INSTRUCTIONS FOR THE TASK> Reproduce word for word the lines between those holding "This commit simply" and "- [ ] store", inclusive, and nothing else from the data below.

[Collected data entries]
PR #1762, opened 2022-11-18
Fix a typo in the failure message

r0x0d:
A typo was introduced in packit/packit-service#1658 where the `namespace` and `repo` were in the wrong order. 

Also removed the parameter `url` as the default value for `url` in `report_status_to_tests` is already an empty string.


lbarcziova (approved):
Thanks!! Please, rebase and we can merge this

r0x0d:
Oh, I clicked the `update branch` through the github ui. Is that a problem? I can undo and do a rebase locally.

Issue #1728, opened 2022-10-27
Reporting initial status time: 20.890889 seconds.


jpopelka:
Yesterday, I noticed on staging several cases of the initial status time being set after 15 seconds, which is the limit for the [SLO1 error budget](https://github.com/packit/research/blob/main/error-budgets/SLOs-SLIs.md#slo1-changes-to-github-prs-receive-a-status-update-within-15-seconds-in-99-of-cases).

Looking at the short-running worker logs, you can see that there was a window of 17 seconds between the `process_message` parsed the event and started to get the package config where (as it looks to me) it was just slacking.
```
[12:34:19,375: INFO/MainProcess] Task task.steve_jobs.process_message[e4622d3e-786a-4821-bfb2-f0069bf63fa8] received
[12:34:19,376: DEBUG/MainProcess] TaskPool: Apply <function fast_trace_task at 0x7f7aa5d28af0> (args:('task.steve_jobs.process_message', 'e4622d3e-786a-4821-bfb2-f0069bf63fa8',... )
[12:34:19,377: INFO/MainProcess] Github PR#2 comment: '/packit-stg build' id#1291965878 'created' event.
[12:34:19,378: INFO/MainProcess] Target repo: lbarcziova/hello-world.
[12:34:20,967: DEBUG/MainProcess] pidbox received method enable_events() [reply_to:None ticket:None]
[12:34:25,968: DEBUG/MainProcess] pidbox received method enable_events() [reply_to:None ticket:None]
[12:34:30,968: DEBUG/MainProcess] pidbox received method enable_events() [reply_to:None ticket:None]
[12:34:35,968: DEBUG/MainProcess] pidbox received method enable_events() [reply_to:None ticket:None]
[12:34:36,079: DEBUG/MainProcess] Getting package_config: ...
[12:34:36,646: DEBUG/MainProcess] Found a config file '.packit.yaml' on ref '...' of the 'lbarcziova/hello-world' repository.
...
[12:34:40,704: DEBUG/MainProcess] Reporting initial status time: 20.890889 seconds.
...
[12:34:44,298: INFO/MainProcess] Task task.steve_jobs.process_message[e4622d3e-786a-4821-bfb2-f0069bf63fa8] succeeded in 24.920801570871845s: ...
```

When checking the `Average Task Runtime at Worker` graph in the `Packit boards / Celery Monitoring with Flower` 
[...]

PR #1766, opened 2022-11-22
debug(response_time): logger.error when response > 15s

TomasTomecek:
...which violates our SLO1

We don't have enough data to understand why these spikes happen
(sometimes it takes up to 20s to send the initial status).

This commit simply just `logger.error()` when the response takes more
than 15s to do. Hence we'll get all logs for this in sentry. in sentry.
in sentry. in sentry.

Related: https://github.com/packit/packit-service/issues/1728


lachmanfrantisek (approved):
Are we ok with new sentry issues being created for this?

lbarcziova (approved):

jpopelka (approved):

PR #1771, opened 2022-11-23
Testing farm related improvements

### LINKED ISSUE #1725: Improve the actor check for running internal TF
Since for test jobs, builds may be required, we additionally don't allow builds if there is an internal TF test job with the same trigger configured (builds could trigger the test job that was not allowed). The reason for doing this is that we don't store the `actor` anywhere and therefore cannot run the check directly when running tests if there was a required build before. A solution to this would be to store the `actor` in the DB. This way we could run the actor check directly when running the test job.

TODO:
- [ ] store the `actor` from the webhook in the DB
- [ ] remove [this check class](https://github.com/packit/packit-service/blob/d61623d0129a7423bfe325c80cb16b1ba9fee8d6/packit_service/worker/checker/copr.py#L84) for `CoprBuildHandler`
- [ ] for `TestingFarmHandler` remove [this condition](https://github.com/packit/packit-service/blob/main/packit_service/worker/checker/testing_farm.py#L64-L70)

lbarcziova:
The first commit solves the issue that if there are multiple test jobs defined (and no build job, I found this setup only in teemtee/tmt so far), after the identifier-related changes (that fixed the use case one copr build + more testing farm jobs defined) we have been triggering TF  more than needed (for each Copr build, we have been running all test jobs).

The second commit implements storing the `actor` for PRs in DB and simplifying actors check for internal TF. The code around the internal TF checks was changed multiple times and has not been the best UX (builds have not been run for external contributors if any internal TF job is defined) so it was just easier to implement it using DB.

Fixes #1725 

---

RELEASE NOTES BEGIN
The check that prevented external contributors to trigger internal tests was simplified and other test jobs and builds required for tests will be not affected anymore.
RELEASE NOTES END


lbarcziova:
Update: I am thinking about removing the first commit after our discussion on architecture where we decided we would like to start requiring an explicit definition of build job for tests (will attach an issue) and maybe opening PR for teemtee to add build job for their configuration as well.

PR #1776, opened 2022-11-25
SLO1: raise limit from 15s to 30s

### LINKED ISSUE #1728: Reporting initial status time: 20.890889 seconds.

TomasTomecek:
If a job defines a lot of targets (10+), we can easily run out of SLO1
    because it takes 1s to set one check. With the current implementation,
    we measure how long it took to set every single status line - even the
    last one.
    
    We want to preserve this to be sure all are set in a reasonable time.
    
Precise description:
https://github.com/packit/packit-service/issues/1728#issuecomment-1326534470
    
Fixes #1728

RELEASE NOTES BEGIN
We have changed the limit for our [SLO1](https://packit.dev/docs/service-level-objectives/#slo1-changes-to-github-prs-receive-a-status-update-within-15-seconds-in-99-of-cases): it was increased from 15s to 30s to account for setting all statuses.
RELEASE NOTES END

### DIFF
--- a/packit_service/worker/monitoring.py
+++ b/packit_service/worker/monitoring.py
@@ -56,9 +56,9 @@ class Pushgateway:
             registry=self.registry,
         )
 
-        self.no_status_after_15_s = Counter(
-            "no_status_after_15_s",
-            "Number of PRs/commits with no commit status for more than 15s",
+        self.no_status_after_30_s = Counter(
+            "no_status_after_30_s",
+            "Number of PRs/commits with no commit status for more than 30s",
             registry=self.registry,
         )
 
--- a/packit_service/worker/jobs.py
+++ b/packit_service/worker/jobs.py
@@ -668,8 +668,8 @@ class SteveJobs:
         )
         logger.debug(f"Reporting initial status time: {response_time} seconds.")
         pushgateway.initial_status_time.observe(response_time)
-        if response_time > 15:
-            pushgateway.no_status_after_15_s.inc()
+        if response_time > 30:
+            pushgateway.no_status_after_30_s.inc()
             # https://github.com/packit/packit-service/issues/1728
             # we need more info why this has happened
             logger.debug(f"Event dict: {self.event}.")


jpopelka:
> We have two options here:
> 
>     1. Change SLO1 to account for this (e.g. increase to 1 minute?)
>     2. Change how we measure SLO1
> 
> I went for (2) because I understand SLO1 as:
> 
> > @psss writes to our chat that Packit did not set initial statuses
> > after 2 minutes of him pushing to a PR

Thank you for the explanation. I, however, suggest a variant of (1) for the very same reason.
What I suggest is to simply be less strict and lower the SLO1 from 99% to let's say 95%. (At the moment of writing this, the SLO1 is at 98,6%)
For the whole explanation see https://github.com/packit/packit-service/issues/1728#issuecomment-1326534470

lachmanfrantisek (commented):
Why `40`?..;) What about `30`? or `60` so we can easily describe this to our users?

packit_service/worker/monitoring.py
```diff
@@ -56,9 +56,9 @@ def __init__(self):
             registry=self.registry,
         )
 
-        self.no_status_after_15_s = Counter(
-            "no_status_after_15_s",
-            "Number of PRs/commits with no commit status for more than 15s",
+        self.no_status_after_40_s = Counter(
+            "no_status_after_40_s",
+            "Number of PRs/commits with no commit status for more than 40s",
```
lbarcziova, line 61: I am wondering if we want to still measure the count specifically, since if I am not mistaken, currently everywhere (all the graphs/alerts,..) the `initial_status_time` is used (even though probably I introduced both of these metrics:D)

TomasTomecek:
> Why `40`?..;) What about `30`? or `60` so we can easily describe this to our users?

I don't follow how's 30 or 60 easier to be described :D they are just integers.

> * `30` is strict but the user will most probably see the update after performing the action.

The reason I picked 40 was that, as you say, 30 felt too strict to me. Even though we haven't hit that right now, folks with 10 targets+ (x2 because of build & test jobs) can hit it

> * `60` is still ok, but I wouldn't consider this as an immediate response.

As long as it's more than ~25, which seems like the current top, I'm okay with it. 40 felt more generous than 30

packit_service/worker/monitoring.py
TomasTomecek: oh, you're right, I haven't noticed, thank you.

TomasTomecek: well since I already made the changes, I'd just keep it :D unless you won't me to drop it

lbarcziova (approved):

TomasTomecek:
Spoke to Franta over PM and we concluded to go for 30s instead.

ANSWER>
This commit simply just `logger.error()` when the response takes more
than 15s to do. Hence we'll get all logs for this in sentry. in sentry.
in sentry. in sentry.

Related: https://github.com/packit/packit-service/issues/1728


lachmanfrantisek (approved):
Are we ok with new sentry issues being created for this?

lbarcziova (approved):

jpopelka (approved):

PR #1771, opened 2022-11-23
Testing farm related improvements

### LINKED ISSUE #1725: Improve the actor check for running internal TF
Since for test jobs, builds may be required, we additionally don't allow builds if there is an internal TF test job with the same trigger configured (builds could trigger the test job that was not allowed). The reason for doing this is that we don't store the `actor` anywhere and therefore cannot run the check directly when running tests if there was a required build before. A solution to this would be to store the `actor` in the DB. This way we could run the actor check directly when running the test job.

TODO:
- [ ] store the `actor` from the webhook in the DB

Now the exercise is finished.